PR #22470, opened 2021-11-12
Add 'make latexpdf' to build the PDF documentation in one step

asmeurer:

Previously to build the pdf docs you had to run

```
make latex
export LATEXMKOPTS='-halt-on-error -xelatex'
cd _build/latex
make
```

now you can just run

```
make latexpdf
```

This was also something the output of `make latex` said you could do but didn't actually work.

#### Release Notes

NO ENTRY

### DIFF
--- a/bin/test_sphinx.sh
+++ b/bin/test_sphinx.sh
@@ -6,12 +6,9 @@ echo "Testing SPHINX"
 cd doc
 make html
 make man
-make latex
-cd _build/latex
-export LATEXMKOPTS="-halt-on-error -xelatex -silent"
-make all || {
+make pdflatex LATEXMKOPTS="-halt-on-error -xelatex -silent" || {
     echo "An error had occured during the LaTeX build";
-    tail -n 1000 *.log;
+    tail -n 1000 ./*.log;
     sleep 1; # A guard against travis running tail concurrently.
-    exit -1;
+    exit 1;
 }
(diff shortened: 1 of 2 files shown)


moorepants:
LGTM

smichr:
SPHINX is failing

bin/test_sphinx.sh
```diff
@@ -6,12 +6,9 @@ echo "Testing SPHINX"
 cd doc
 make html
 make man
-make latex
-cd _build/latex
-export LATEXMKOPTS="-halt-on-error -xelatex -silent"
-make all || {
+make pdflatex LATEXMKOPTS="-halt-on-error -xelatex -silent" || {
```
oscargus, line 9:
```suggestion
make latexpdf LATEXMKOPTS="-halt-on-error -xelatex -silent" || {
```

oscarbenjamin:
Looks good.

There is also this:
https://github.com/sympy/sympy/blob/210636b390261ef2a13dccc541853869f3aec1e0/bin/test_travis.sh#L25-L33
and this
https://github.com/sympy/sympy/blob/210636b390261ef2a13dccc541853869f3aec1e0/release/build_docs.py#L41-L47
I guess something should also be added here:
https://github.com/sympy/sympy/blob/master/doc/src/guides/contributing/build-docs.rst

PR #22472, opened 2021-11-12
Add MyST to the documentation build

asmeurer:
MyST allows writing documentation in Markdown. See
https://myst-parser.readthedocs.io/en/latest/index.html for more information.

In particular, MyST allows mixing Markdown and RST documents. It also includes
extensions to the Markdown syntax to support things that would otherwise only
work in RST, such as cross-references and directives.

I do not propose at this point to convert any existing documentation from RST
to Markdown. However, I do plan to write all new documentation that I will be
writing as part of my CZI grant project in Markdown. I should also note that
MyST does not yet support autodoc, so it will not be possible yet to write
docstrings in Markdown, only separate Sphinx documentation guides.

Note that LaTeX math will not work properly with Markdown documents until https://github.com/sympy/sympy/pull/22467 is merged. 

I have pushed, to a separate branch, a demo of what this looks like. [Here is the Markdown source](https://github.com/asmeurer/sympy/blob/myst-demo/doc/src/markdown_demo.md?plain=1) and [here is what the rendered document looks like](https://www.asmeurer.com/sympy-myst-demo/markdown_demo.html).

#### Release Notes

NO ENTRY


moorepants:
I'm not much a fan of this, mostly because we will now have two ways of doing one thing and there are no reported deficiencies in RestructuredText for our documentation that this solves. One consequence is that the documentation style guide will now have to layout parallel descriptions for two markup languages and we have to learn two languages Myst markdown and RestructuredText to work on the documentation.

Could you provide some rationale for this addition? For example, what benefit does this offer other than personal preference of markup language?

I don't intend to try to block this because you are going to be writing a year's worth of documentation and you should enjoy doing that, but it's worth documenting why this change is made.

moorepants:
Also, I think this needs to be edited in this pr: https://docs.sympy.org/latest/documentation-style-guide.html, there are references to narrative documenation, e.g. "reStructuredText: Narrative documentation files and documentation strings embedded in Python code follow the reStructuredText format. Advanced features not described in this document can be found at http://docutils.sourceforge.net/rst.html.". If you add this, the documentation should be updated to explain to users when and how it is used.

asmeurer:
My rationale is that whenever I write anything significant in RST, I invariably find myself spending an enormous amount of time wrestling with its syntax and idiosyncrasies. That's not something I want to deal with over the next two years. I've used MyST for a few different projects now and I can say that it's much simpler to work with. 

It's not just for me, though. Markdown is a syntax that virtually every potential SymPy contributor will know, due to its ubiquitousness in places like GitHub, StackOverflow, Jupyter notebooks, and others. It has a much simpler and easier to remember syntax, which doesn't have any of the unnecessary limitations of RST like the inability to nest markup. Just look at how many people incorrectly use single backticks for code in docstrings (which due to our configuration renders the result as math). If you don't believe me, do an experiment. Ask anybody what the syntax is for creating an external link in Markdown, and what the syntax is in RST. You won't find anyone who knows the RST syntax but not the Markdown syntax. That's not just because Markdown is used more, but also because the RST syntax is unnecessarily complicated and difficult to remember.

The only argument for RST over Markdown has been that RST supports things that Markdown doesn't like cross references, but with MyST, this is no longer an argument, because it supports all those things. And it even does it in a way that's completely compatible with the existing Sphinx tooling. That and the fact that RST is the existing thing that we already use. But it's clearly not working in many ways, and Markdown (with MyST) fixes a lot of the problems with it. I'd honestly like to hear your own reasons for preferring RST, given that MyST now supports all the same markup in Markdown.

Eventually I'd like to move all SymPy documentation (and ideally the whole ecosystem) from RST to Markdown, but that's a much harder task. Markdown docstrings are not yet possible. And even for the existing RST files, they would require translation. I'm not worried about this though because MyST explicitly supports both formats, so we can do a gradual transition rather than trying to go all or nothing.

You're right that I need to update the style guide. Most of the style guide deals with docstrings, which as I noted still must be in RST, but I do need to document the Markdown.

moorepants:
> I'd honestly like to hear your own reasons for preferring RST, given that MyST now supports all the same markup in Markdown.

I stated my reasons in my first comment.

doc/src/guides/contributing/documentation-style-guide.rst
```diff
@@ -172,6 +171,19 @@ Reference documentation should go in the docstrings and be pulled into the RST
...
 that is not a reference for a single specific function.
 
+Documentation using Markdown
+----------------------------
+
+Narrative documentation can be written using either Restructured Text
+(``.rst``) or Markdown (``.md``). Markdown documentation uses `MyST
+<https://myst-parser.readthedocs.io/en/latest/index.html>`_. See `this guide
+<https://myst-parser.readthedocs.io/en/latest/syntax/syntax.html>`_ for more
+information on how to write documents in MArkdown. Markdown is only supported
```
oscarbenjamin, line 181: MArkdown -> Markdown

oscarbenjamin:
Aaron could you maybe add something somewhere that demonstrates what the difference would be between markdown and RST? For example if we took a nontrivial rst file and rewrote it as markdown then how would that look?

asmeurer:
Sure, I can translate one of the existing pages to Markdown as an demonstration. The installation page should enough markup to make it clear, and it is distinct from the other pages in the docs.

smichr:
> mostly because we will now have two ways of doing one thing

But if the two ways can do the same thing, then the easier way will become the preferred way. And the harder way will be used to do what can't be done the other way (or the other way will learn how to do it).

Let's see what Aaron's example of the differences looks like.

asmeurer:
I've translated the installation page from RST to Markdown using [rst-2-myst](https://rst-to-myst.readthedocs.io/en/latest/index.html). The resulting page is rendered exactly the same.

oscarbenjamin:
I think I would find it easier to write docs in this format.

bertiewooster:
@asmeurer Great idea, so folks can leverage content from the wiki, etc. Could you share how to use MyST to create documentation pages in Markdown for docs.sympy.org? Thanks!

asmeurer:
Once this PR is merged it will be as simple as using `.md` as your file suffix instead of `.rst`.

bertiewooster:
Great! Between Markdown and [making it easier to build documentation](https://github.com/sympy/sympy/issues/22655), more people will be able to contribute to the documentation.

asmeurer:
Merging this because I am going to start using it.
+ + + + + + +
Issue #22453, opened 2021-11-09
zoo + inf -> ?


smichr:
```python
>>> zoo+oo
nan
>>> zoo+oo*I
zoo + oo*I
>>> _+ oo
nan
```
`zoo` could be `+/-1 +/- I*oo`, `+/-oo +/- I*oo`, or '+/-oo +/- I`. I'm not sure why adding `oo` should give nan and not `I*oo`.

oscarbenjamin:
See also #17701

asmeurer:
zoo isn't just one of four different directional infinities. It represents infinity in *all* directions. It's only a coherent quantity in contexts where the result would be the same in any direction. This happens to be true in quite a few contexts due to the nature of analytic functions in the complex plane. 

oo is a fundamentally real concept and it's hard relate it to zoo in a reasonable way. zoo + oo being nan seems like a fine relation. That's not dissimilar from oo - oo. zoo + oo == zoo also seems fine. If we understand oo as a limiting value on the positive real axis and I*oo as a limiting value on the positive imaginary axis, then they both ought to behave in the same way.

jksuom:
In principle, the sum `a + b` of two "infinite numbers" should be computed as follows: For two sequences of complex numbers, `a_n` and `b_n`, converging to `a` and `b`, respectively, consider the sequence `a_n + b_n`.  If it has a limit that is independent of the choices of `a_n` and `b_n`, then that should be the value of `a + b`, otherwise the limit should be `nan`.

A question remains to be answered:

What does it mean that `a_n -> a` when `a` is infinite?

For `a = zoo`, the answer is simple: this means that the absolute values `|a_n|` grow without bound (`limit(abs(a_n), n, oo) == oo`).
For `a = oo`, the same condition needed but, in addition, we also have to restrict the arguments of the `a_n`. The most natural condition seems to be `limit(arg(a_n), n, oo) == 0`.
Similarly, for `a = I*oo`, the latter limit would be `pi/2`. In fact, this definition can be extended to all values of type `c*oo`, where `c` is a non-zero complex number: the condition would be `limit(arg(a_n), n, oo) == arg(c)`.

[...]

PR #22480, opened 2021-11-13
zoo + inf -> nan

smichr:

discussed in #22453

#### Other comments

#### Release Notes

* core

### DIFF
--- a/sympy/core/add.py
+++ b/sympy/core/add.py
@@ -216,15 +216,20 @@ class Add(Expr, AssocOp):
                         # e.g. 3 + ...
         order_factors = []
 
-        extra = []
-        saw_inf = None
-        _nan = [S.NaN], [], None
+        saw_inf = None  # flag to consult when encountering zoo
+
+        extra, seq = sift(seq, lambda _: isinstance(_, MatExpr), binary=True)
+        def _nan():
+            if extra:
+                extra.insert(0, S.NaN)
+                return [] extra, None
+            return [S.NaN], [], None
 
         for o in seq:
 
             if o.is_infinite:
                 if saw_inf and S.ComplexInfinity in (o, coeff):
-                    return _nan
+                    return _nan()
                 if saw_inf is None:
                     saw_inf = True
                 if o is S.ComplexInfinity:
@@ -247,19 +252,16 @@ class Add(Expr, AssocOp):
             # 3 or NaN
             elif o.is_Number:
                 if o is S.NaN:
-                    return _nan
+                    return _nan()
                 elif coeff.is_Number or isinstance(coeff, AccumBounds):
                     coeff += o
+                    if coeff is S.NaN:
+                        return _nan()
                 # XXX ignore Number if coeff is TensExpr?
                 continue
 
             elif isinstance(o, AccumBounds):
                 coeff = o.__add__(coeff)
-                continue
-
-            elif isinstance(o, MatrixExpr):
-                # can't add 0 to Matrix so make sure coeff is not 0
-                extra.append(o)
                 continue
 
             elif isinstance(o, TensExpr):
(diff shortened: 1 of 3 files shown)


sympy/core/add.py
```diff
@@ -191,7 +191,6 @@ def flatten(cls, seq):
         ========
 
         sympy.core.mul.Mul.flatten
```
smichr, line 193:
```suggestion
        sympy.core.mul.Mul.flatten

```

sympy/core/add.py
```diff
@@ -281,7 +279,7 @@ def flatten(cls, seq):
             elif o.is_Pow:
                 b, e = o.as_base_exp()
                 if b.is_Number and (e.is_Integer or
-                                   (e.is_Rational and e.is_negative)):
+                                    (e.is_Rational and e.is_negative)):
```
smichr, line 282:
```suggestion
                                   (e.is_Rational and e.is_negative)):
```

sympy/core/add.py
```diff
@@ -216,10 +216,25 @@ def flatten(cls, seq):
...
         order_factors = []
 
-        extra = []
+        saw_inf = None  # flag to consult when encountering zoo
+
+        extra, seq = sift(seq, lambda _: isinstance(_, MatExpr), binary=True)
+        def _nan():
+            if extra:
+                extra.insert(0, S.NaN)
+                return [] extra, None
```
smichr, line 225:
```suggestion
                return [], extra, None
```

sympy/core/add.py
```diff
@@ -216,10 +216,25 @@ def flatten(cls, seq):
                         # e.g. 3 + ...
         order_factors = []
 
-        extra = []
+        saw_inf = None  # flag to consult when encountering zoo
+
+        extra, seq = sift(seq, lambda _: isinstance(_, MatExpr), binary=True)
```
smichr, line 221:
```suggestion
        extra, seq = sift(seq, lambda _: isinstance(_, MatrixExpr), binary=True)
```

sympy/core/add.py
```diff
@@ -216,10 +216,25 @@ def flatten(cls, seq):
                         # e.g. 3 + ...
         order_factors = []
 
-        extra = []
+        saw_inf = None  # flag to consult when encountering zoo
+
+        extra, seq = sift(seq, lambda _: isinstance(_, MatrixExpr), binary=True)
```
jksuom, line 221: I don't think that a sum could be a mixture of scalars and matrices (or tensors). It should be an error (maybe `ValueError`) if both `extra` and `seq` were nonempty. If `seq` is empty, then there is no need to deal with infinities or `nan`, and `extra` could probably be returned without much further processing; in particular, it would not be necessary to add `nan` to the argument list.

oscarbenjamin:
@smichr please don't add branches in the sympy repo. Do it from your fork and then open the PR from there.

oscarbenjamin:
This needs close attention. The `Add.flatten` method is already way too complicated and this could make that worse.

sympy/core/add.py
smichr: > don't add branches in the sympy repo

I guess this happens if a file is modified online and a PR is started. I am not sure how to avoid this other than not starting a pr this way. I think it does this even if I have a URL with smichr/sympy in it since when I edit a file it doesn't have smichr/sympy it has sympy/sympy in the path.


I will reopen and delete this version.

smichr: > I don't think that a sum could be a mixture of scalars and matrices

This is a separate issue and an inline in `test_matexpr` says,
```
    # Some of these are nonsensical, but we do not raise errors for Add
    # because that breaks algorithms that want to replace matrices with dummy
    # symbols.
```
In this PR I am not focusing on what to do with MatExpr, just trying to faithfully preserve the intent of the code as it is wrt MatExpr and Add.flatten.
+ + + + + + +
◆ How to complete this task:
Each line of the entries that holds "maybe" should be counted, and only the total given.

◆ Completed exercise:
2